- _SOURCE MATERIAL_

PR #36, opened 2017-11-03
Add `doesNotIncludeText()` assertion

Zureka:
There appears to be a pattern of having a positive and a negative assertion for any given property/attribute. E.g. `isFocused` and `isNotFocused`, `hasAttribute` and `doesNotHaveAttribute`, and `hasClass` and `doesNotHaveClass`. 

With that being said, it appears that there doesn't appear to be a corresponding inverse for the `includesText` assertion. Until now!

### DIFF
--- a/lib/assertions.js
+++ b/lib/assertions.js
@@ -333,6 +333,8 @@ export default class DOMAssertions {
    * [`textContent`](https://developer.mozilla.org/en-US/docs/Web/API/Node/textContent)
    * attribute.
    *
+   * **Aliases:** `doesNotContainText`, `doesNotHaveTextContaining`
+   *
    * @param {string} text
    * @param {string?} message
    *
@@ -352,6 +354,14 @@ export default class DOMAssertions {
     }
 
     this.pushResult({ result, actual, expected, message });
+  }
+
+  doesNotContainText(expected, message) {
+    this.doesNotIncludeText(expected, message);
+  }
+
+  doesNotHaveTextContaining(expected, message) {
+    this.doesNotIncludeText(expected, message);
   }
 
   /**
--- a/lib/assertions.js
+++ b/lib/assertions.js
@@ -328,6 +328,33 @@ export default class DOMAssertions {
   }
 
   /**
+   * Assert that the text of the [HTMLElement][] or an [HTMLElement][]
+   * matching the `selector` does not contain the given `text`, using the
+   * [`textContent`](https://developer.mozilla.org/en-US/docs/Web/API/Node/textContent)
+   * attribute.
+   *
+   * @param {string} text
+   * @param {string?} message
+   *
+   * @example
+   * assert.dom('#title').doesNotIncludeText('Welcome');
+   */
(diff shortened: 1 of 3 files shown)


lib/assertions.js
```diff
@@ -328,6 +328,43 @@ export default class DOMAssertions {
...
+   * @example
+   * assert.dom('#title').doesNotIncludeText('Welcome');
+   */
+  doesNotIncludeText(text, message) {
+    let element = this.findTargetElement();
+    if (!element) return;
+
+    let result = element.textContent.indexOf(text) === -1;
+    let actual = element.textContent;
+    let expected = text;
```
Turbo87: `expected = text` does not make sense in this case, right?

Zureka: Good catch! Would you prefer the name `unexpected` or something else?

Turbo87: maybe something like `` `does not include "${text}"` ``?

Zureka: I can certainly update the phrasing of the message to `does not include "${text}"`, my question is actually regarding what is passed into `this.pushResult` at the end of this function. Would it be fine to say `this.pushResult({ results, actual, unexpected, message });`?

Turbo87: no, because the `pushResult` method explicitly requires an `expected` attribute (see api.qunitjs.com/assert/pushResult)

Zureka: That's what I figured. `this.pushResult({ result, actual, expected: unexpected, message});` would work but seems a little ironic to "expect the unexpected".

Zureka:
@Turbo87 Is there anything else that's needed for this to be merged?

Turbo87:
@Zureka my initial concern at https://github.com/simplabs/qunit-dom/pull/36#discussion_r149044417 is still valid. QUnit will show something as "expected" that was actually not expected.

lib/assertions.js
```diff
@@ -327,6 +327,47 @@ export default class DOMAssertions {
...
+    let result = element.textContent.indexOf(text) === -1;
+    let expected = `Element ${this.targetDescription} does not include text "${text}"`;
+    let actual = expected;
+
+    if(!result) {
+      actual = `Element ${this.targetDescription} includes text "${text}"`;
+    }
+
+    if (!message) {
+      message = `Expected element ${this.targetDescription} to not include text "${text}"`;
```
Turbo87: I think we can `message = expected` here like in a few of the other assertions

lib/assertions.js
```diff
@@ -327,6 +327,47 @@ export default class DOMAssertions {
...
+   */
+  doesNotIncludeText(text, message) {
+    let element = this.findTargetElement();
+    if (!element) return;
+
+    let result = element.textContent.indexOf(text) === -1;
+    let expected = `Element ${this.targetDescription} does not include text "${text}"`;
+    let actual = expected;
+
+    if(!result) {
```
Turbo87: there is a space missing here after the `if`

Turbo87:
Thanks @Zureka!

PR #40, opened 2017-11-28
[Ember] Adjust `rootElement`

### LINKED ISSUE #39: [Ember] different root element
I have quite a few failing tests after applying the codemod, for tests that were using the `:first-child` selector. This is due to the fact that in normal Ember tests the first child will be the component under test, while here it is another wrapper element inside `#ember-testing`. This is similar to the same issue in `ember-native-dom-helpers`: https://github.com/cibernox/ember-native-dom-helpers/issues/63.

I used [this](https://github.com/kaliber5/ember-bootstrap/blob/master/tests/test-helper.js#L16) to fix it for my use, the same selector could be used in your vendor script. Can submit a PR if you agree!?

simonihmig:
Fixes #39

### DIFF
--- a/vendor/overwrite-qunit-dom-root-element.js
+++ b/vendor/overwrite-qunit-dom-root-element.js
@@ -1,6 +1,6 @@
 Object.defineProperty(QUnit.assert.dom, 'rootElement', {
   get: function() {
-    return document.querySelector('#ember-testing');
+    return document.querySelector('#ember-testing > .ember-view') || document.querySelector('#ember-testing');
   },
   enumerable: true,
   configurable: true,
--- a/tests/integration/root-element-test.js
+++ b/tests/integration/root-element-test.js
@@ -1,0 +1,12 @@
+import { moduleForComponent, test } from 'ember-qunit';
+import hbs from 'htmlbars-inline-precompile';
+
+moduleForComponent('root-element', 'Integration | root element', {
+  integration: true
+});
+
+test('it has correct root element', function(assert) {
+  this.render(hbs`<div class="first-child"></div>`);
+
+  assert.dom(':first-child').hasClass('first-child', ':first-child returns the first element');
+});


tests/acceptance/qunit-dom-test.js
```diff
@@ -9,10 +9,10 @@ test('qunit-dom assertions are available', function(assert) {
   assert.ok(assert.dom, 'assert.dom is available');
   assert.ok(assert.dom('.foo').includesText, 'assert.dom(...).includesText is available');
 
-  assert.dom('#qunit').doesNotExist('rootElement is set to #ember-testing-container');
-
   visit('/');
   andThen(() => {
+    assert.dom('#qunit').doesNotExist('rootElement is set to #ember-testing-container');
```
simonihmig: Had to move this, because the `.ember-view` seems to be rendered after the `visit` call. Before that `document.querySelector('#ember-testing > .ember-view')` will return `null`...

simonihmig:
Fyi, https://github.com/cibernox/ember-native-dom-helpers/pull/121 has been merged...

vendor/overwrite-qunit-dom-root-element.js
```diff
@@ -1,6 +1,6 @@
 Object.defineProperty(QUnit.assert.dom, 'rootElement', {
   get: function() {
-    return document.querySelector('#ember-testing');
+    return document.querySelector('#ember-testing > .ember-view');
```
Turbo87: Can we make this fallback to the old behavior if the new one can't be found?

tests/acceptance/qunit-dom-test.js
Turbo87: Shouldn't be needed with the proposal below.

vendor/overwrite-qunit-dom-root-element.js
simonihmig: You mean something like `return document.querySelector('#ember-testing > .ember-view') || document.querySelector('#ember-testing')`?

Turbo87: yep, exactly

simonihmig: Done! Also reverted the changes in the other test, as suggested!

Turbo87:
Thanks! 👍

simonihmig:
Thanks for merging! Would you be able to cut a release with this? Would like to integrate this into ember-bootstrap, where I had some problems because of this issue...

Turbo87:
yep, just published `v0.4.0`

- _TASK OBJECTIVE_
Reproduce every line above, keeping each word exactly as it appears.

- _EXERCISE RESPONSE_
PR #36, opened 2017-11-03
Add `doesNotIncludeText()` assertion

Zureka:
There appears to be a pattern of having a positive and a negative assertion for any given property/attribute. E.g. `isFocused` and `isNotFocused`, `hasAttribute` and `doesNotHaveAttribute`, and `hasClass` and `doesNotHaveClass`. 

With that being said, it appears that there doesn't appear to be a corresponding inverse for the `includesText` assertion. Until now!

### DIFF
--- a/lib/assertions.js
+++ b/lib/assertions.js
@@ -333,6 +333,8 @@ export default class DOMAssertions {
    * [`textContent`](https://developer.mozilla.org/en-US/docs/Web/API/Node/textContent)
    * attribute.
    *
+   * **Aliases:** `doesNotContainText`, `doesNotHaveTextContaining`
+   *
    * @param {string} text
    * @param {string?} message
    *
@@ -352,6 +354,14 @@ export default class DOMAssertions {
     }
 
     this.pushResult({ result, actual, expected, message });
+  }
+
+  doesNotContainText(expected, message) {
+    this.doesNotIncludeText(expected, message);
+  }
+
+  doesNotHaveTextContaining(expected, message) {
+    this.doesNotIncludeText(expected, message);
   }
 
   /**
--- a/lib/assertions.js
+++ b/lib/assertions.js
@@ -328,6 +328,33 @@ export default class DOMAssertions {
   }
 
   /**
+   * Assert that the text of the [HTMLElement][] or an [HTMLElement][]
+   * matching the `selector` does not contain the given `text`, using the
+   * [`textContent`](https://developer.mozilla.org/en-US/docs/Web/API/Node/textContent)
+   * attribute.
+   *
+   * @param {string} text
+   * @param {string?} message
+   *
+   * @example
+   * assert.dom('#title').doesNotIncludeText('Welcome');
+   */
(diff shortened: 1 of 3 files shown)


lib/assertions.js
```diff
@@ -328,6 +328,43 @@ export default class DOMAssertions {
...
+   * @example
+   * assert.dom('#title').doesNotIncludeText('Welcome');
+   */
+  doesNotIncludeText(text, message) {
+    let element = this.findTargetElement();
+    if (!element) return;
+
+    let result = element.textContent.indexOf(text) === -1;
+    let actual = element.textContent;
+    let expected = text;
```
Turbo87: `expected = text` does not make sense in this case, right?

Zureka: Good catch! Would you prefer the name `unexpected` or something else?

Turbo87: maybe something like `` `does not include "${text}"` ``?

Zureka: I can certainly update the phrasing of the message to `does not include "${text}"`, my question is actually regarding what is passed into `this.pushResult` at the end of this function. Would it be fine to say `this.pushResult({ results, actual, unexpected, message });`?

Turbo87: no, because the `pushResult` method explicitly requires an `expected` attribute (see api.qunitjs.com/assert/pushResult)

Zureka: That's what I figured. `this.pushResult({ result, actual, expected: unexpected, message});` would work but seems a little ironic to "expect the unexpected".

Zureka:
@Turbo87 Is there anything else that's needed for this to be merged?

Turbo87:
@Zureka my initial concern at https://github.com/simplabs/qunit-dom/pull/36#discussion_r149044417 is still valid. QUnit will show something as "expected" that was actually not expected.

lib/assertions.js
```diff
@@ -327,6 +327,47 @@ export default class DOMAssertions {
...
+    let result = element.textContent.indexOf(text) === -1;
+    let expected = `Element ${this.targetDescription} does not include text "${text}"`;
+    let actual = expected;
+
+    if(!result) {
+      actual = `Element ${this.targetDescription} includes text "${text}"`;
+    }
+
+    if (!message) {
+      message = `Expected element ${this.targetDescription} to not include text "${text}"`;
```
Turbo87: I think we can `message = expected` here like in a few of the other assertions

lib/assertions.js
```diff
@@ -327,6 +327,47 @@ export default class DOMAssertions {
...
+   */
+  doesNotIncludeText(text, message) {
+    let element = this.findTargetElement();
+    if (!element) return;
+
+    let result = element.textContent.indexOf(text) === -1;
+    let expected = `Element ${this.targetDescription} does not include text "${text}"`;
+    let actual = expected;
+
+    if(!result) {
```
Turbo87: there is a space missing here after the `if`

Turbo87:
Thanks @Zureka!

PR #40, opened 2017-11-28
[Ember] Adjust `rootElement`

### LINKED ISSUE #39: [Ember] different root element
I have quite a few failing tests after applying the codemod, for tests that were using the `:first-child` selector. This is due to the fact that in normal Ember tests the first child will be the component under test, while here it is another wrapper element inside `#ember-testing`. This is similar to the same issue in `ember-native-dom-helpers`: https://github.com/cibernox/ember-native-dom-helpers/issues/63.

I used [this](https://github.com/kaliber5/ember-bootstrap/blob/master/tests/test-helper.js#L16) to fix it for my use, the same selector could be used in your vendor script. Can submit a PR if you agree!?

simonihmig:
Fixes #39

### DIFF
--- a/vendor/overwrite-qunit-dom-root-element.js
+++ b/vendor/overwrite-qunit-dom-root-element.js
@@ -1,6 +1,6 @@
 Object.defineProperty(QUnit.assert.dom, 'rootElement', {
   get: function() {
-    return document.querySelector('#ember-testing');
+    return document.querySelector('#ember-testing > .ember-view') || document.querySelector('#ember-testing');
   },
   enumerable: true,
   configurable: true,
--- a/tests/integration/root-element-test.js
+++ b/tests/integration/root-element-test.js
@@ -1,0 +1,12 @@
+import { moduleForComponent, test } from 'ember-qunit';
+import hbs from 'htmlbars-inline-precompile';
+
+moduleForComponent('root-element', 'Integration | root element', {
+  integration: true
+});
+
+test('it has correct root element', function(assert) {
+  this.render(hbs`<div class="first-child"></div>`);
+
+  assert.dom(':first-child').hasClass('first-child', ':first-child returns the first element');
+});


tests/acceptance/qunit-dom-test.js
```diff
@@ -9,10 +9,10 @@ test('qunit-dom assertions are available', function(assert) {
   assert.ok(assert.dom, 'assert.dom is available');
   assert.ok(assert.dom('.foo').includesText, 'assert.dom(...).includesText is available');
 
-  assert.dom('#qunit').doesNotExist('rootElement is set to #ember-testing-container');
-
   visit('/');
   andThen(() => {
+    assert.dom('#qunit').doesNotExist('rootElement is set to #ember-testing-container');
```
simonihmig: Had to move this, because the `.ember-view` seems to be rendered after the `visit` call. Before that `document.querySelector('#ember-testing > .ember-view')` will return `null`...

simonihmig:
Fyi, https://github.com/cibernox/ember-native-dom-helpers/pull/121 has been merged...

vendor/overwrite-qunit-dom-root-element.js
```diff
@@ -1,6 +1,6 @@
 Object.defineProperty(QUnit.assert.dom, 'rootElement', {
   get: function() {
-    return document.querySelector('#ember-testing');
+    return document.querySelector('#ember-testing > .ember-view');
```
Turbo87: Can we make this fallback to the old behavior if the new one can't be found?

tests/acceptance/qunit-dom-test.js
Turbo87: Shouldn't be needed with the proposal below.

vendor/overwrite-qunit-dom-root-element.js
simonihmig: You mean something like `return document.querySelector('#ember-testing > .ember-view') || document.querySelector('#ember-testing')`?

Turbo87: yep, exactly

simonihmig: Done! Also reverted the changes in the other test, as suggested!

Turbo87:
Thanks! 👍

simonihmig:
Thanks for merging! Would you be able to cut a release with this? Would like to integrate this into ember-bootstrap, where I had some problems because of this issue...

Turbo87:
yep, just published `v0.4.0`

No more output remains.